• PROBLEM DESCRIPTION: A verbatim copy of the data below is the required output.

• AVAILABLE DATA:
=======

PR #70, opened 2018-04-25
Add two-way iframe communication via postMessage to URL Plugin

evanminto:
Also adds some QUnit tests and updates documentation.

Jira: WEBDEV-1528


rchrd2:
In package.json there's a script for "node-qunit-phantomjs", but it's not included as a dep. Can you please add `node-qunit-phantomjs` to package.json or remove the script if it's not used.

evanminto:
My thinking on the iframe communication being its own plugin: I considered it, but it’s kind of tied to the idea of the params path and the URL. I don't see a way that it could be decoupled from that, but maybe I'm missing something.

evanminto:
I should say, it's not IMPOSSIBLE to decouple it, but it would require a bigger rethink of the interface that plugins and other code use to interact with BookReader (i.e. more based on events and less on prototype modification).

rchrd2:
But what if it was a plugin that depends on the url plugin? In the comment it could say "depends on plugin.url.js".

evanminto:
I'm not comfortable with having plugin dependencies like that, at least not right now while the plugins are all tightly coupled to the internal workings of BookReader. You'd have one plugin which makes prototype modifications and relies on prototype modifications made by another plugin. Gets pretty gnarly if you ever want to, say, change the URL plugin.

rchrd2:
The unfortunately fact is, plugins already have some dependencies. Each is
not 100% isolated.

evanminto:
This is ready for re-review, @rchrd2.

PR #78, opened 2018-09-27
WIP V4

rchrd2:


rchrd2:
Update: Nov 30, 2018. This was merged into master as v4-beta.

The rational was that this code has stabilized, and we want v4 to be discoverable and the starting point for contributions.

PR #86, opened 2018-10-23
Feature/add option not track index 0

rchrd2:


BookReader/plugins/plugin.url.js
```diff
@@ -104,46 +110,66 @@ BookReader.prototype.urlStartLocationPolling = function() {
...
-      }
-    } else {
-      window.location.replace('#' + newFragment);
+  if (currFragment === newFragment) {
+    return;
+  }
+
+  if (this.options.urlMode === 'history') {
+    if (window.history && window.history.replaceState) {
+      var baseWithoutSlash = this.options.urlHistoryBasePath = this.options.urlHistoryBasePath.replace(/\/+$/, '')
```
rchrd2: Typo. double assignment. Remove `this.options.urlHistoryBasePath = `

rchrd2:
@mekarpeles I refactored this after you reviewed. 

It turns out that filtering in `BookReader.prototype.paramsFromCurrent` was too general. We only should filter in the context of updating the URL. This led to a bug where the resume cookie was not being set, because `params.index` was pre-filtered from that function.

The new change-set is simpler in scope and cleaner.

PR #1415, opened 2025-06-24
Switch to using bergamot from npm instead of local copy

schu96:


src/plugins/translate/plugin.translate.js
```diff
@@ -99,20 +100,21 @@ export class TranslatePlugin extends BookReaderPlugin {
...
 
   /** @param {HTMLElement} page */
-  async translateRenderedLayer(page) {
+  async translateRenderedLayer(page, priority) {
     if (this.br.mode == this.br.constModeThumb) {
       return;
     }
 
     const pageIndex = page.dataset.index;
+    const pagePriority = parseInt(pageIndex) + priority;
```
cdrini: There's a bit of a gotcha with `parseInt` in js! It by default will not necessarily parse the string as base 10 😁 If the string begins with a "0x" (not just 0 as I said earlier!) it is parsed as base 16. So for best practice, we generally either always use the radix parameter, or we just use parseFloat (my preference) since it is quick and reliable/consistent.

https://developer.mozilla.org/en-US/docs/Web/JavaScript/Reference/Global_Objects/parseInt#description
```suggestion
    const pagePriority = parseFloat(pageIndex) + priority;
```

src/plugins/translate/TranslationManager.js
```diff
@@ -67,54 +71,43 @@ export class TranslationManager {
...
-    }
-
     this.initPromise = new Promise((resolve, reject) => {
       this._initResolve = resolve;
       this._initReject = reject;
     });
+    const registryJson = await fetch("https://cors.archive.org/cors/mozilla-translate-models/registry.json").then(r => r.json());
+    for (const language of Object.values(registryJson)) {
+      for (const file of Object.values(language)) {
+        file.name = "https://cors.archive.org/cors/mozilla-translate-models/" + file.name;
```
cdrini: Let's update this to use the path of the registry url, eg
```suggestion
        file.name = registryUrl.replace('/[^\/]+$/', '/') + file.name;
```

That will make all the file names relative to the given url.

src/plugins/translate/TranslationManager.js
```diff
@@ -150,7 +143,7 @@ export class TranslationManager {
       reject: _reject,
     }
     this.currentModel = key;
-    this.worker.postMessage(["load_model", fromCode, toCode]);
+    // this.worker.postMessage(["load_model", fromCode, toCode]);
```
cdrini:
```suggestion
```

src/plugins/translate/TranslationManager.js
```diff
@@ -160,19 +153,22 @@ export class TranslationManager {
...
    */
 
-  getTranslation = async (fromLang, toLang, pageIndex, paragraphIndex, text) => {
+  getTranslation = async (fromLang, toLang, pageIndex, paragraphIndex, text, priority) => {
+    this.active = true;
     const key = `${fromLang}${toLang}-${pageIndex}:${paragraphIndex}`;
-
     const cachedEntry = this.alreadyTranslated.entries.find(x => x.index == key);
+    // Attempt to enforce ordered translation using priority pageIndex + paragraphIndex
+    const translationPriority = (priority ? priority : 0) + paragraphIndex;
```
cdrini: It seems like priority is always specified when we call this, so let's make it non-optional.

```suggestion
   * @param {number} priority
  * @return {Promise<string>} translated text
  */

  getTranslation = async (fromLang, toLang, pageIndex, paragraphIndex, text, priority) => {
    this.active = true;
const key = `${fromLang}${toLang}-${pageIndex}:${paragraphIndex}`;
const cachedEntry = this.alreadyTranslated.entries.find(x => x.index == key);
    // Attempt to enforce ordered translation using priority pageIndex + paragraphIndex
    const translationPriority = priority + paragraphIndex;
```

cdrini: Oh because we do the math for priority in the caller of this method, it would make sense to do this math in the parent as well. Here we can just forward along the set priority.

src/BookReader.js
```diff
@@ -330,6 +330,28 @@ BookReader.prototype.setup = function(options) {
...
+}
+
+BookReader.prototype.initializePlugin = function(pluginName) {
+  try {
+    this.plugins[pluginName].init();
+  }
+  catch (e) {
+    console.error(`Error initializing plugin outside of regular cycle ${pluginName}`, e);
+  }
+}
```
cdrini: Niiiice! These can be combined into one method; it's unlikely that we'll ever want to call these phases independently.

cdrini (changes requested):
Niice! A few small cleanups.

=======

• RESULT OF THIS TASK:
PR #70, opened 2018-04-25
Add two-way iframe communication via postMessage to URL Plugin

evanminto:
Also adds some QUnit tests and updates documentation.

Jira: WEBDEV-1528


rchrd2:
In package.json there's a script for "node-qunit-phantomjs", but it's not included as a dep. Can you please add `node-qunit-phantomjs` to package.json or remove the script if it's not used.

evanminto:
My thinking on the iframe communication being its own plugin: I considered it, but it’s kind of tied to the idea of the params path and the URL. I don't see a way that it could be decoupled from that, but maybe I'm missing something.

evanminto:
I should say, it's not IMPOSSIBLE to decouple it, but it would require a bigger rethink of the interface that plugins and other code use to interact with BookReader (i.e. more based on events and less on prototype modification).

rchrd2:
But what if it was a plugin that depends on the url plugin? In the comment it could say "depends on plugin.url.js".

evanminto:
I'm not comfortable with having plugin dependencies like that, at least not right now while the plugins are all tightly coupled to the internal workings of BookReader. You'd have one plugin which makes prototype modifications and relies on prototype modifications made by another plugin. Gets pretty gnarly if you ever want to, say, change the URL plugin.

rchrd2:
The unfortunately fact is, plugins already have some dependencies. Each is
not 100% isolated.

evanminto:
This is ready for re-review, @rchrd2.

PR #78, opened 2018-09-27
WIP V4

rchrd2:


rchrd2:
Update: Nov 30, 2018. This was merged into master as v4-beta.

The rational was that this code has stabilized, and we want v4 to be discoverable and the starting point for contributions.

PR #86, opened 2018-10-23
Feature/add option not track index 0

rchrd2:


BookReader/plugins/plugin.url.js
```diff
@@ -104,46 +110,66 @@ BookReader.prototype.urlStartLocationPolling = function() {
...
-      }
-    } else {
-      window.location.replace('#' + newFragment);
+  if (currFragment === newFragment) {
+    return;
+  }
+
+  if (this.options.urlMode === 'history') {
+    if (window.history && window.history.replaceState) {
+      var baseWithoutSlash = this.options.urlHistoryBasePath = this.options.urlHistoryBasePath.replace(/\/+$/, '')
```
rchrd2: Typo. double assignment. Remove `this.options.urlHistoryBasePath = `

rchrd2:
@mekarpeles I refactored this after you reviewed. 

It turns out that filtering in `BookReader.prototype.paramsFromCurrent` was too general. We only should filter in the context of updating the URL. This led to a bug where the resume cookie was not being set, because `params.index` was pre-filtered from that function.

The new change-set is simpler in scope and cleaner.

PR #1415, opened 2025-06-24
Switch to using bergamot from npm instead of local copy

schu96:


src/plugins/translate/plugin.translate.js
```diff
@@ -99,20 +100,21 @@ export class TranslatePlugin extends BookReaderPlugin {
...
 
   /** @param {HTMLElement} page */
-  async translateRenderedLayer(page) {
+  async translateRenderedLayer(page, priority) {
     if (this.br.mode == this.br.constModeThumb) {
       return;
     }
 
     const pageIndex = page.dataset.index;
+    const pagePriority = parseInt(pageIndex) + priority;
```
cdrini: There's a bit of a gotcha with `parseInt` in js! It by default will not necessarily parse the string as base 10 😁 If the string begins with a "0x" (not just 0 as I said earlier!) it is parsed as base 16. So for best practice, we generally either always use the radix parameter, or we just use parseFloat (my preference) since it is quick and reliable/consistent.

https://developer.mozilla.org/en-US/docs/Web/JavaScript/Reference/Global_Objects/parseInt#description
```suggestion
    const pagePriority = parseFloat(pageIndex) + priority;
```

src/plugins/translate/TranslationManager.js
```diff
@@ -67,54 +71,43 @@ export class TranslationManager {
...
-    }
-
     this.initPromise = new Promise((resolve, reject) => {
       this._initResolve = resolve;
       this._initReject = reject;
     });
+    const registryJson = await fetch("https://cors.archive.org/cors/mozilla-translate-models/registry.json").then(r => r.json());
+    for (const language of Object.values(registryJson)) {
+      for (const file of Object.values(language)) {
+        file.name = "https://cors.archive.org/cors/mozilla-translate-models/" + file.name;
```
cdrini: Let's update this to use the path of the registry url, eg
```suggestion
        file.name = registryUrl.replace('/[^\/]+$/', '/') + file.name;
```

That will make all the file names relative to the given url.

src/plugins/translate/TranslationManager.js
```diff
@@ -150,7 +143,7 @@ export class TranslationManager {
       reject: _reject,
     }
     this.currentModel = key;
-    this.worker.postMessage(["load_model", fromCode, toCode]);
+    // this.worker.postMessage(["load_model", fromCode, toCode]);
```
cdrini:
```suggestion
```

src/plugins/translate/TranslationManager.js
```diff
@@ -160,19 +153,22 @@ export class TranslationManager {
...
    */
 
-  getTranslation = async (fromLang, toLang, pageIndex, paragraphIndex, text) => {
+  getTranslation = async (fromLang, toLang, pageIndex, paragraphIndex, text, priority) => {
+    this.active = true;
     const key = `${fromLang}${toLang}-${pageIndex}:${paragraphIndex}`;
-
     const cachedEntry = this.alreadyTranslated.entries.find(x => x.index == key);
+    // Attempt to enforce ordered translation using priority pageIndex + paragraphIndex
+    const translationPriority = (priority ? priority : 0) + paragraphIndex;
```
cdrini: It seems like priority is always specified when we call this, so let's make it non-optional.

```suggestion
   * @param {number} priority
  * @return {Promise<string>} translated text
  */

  getTranslation = async (fromLang, toLang, pageIndex, paragraphIndex, text, priority) => {
    this.active = true;
const key = `${fromLang}${toLang}-${pageIndex}:${paragraphIndex}`;
const cachedEntry = this.alreadyTranslated.entries.find(x => x.index == key);
    // Attempt to enforce ordered translation using priority pageIndex + paragraphIndex
    const translationPriority = priority + paragraphIndex;
```

cdrini: Oh because we do the math for priority in the caller of this method, it would make sense to do this math in the parent as well. Here we can just forward along the set priority.

src/BookReader.js
```diff
@@ -330,6 +330,28 @@ BookReader.prototype.setup = function(options) {
...
+}
+
+BookReader.prototype.initializePlugin = function(pluginName) {
+  try {
+    this.plugins[pluginName].init();
+  }
+  catch (e) {
+    console.error(`Error initializing plugin outside of regular cycle ${pluginName}`, e);
+  }
+}
```
cdrini: Niiiice! These can be combined into one method; it's unlikely that we'll ever want to call these phases independently.

cdrini (changes requested):
Niice! A few small cleanups.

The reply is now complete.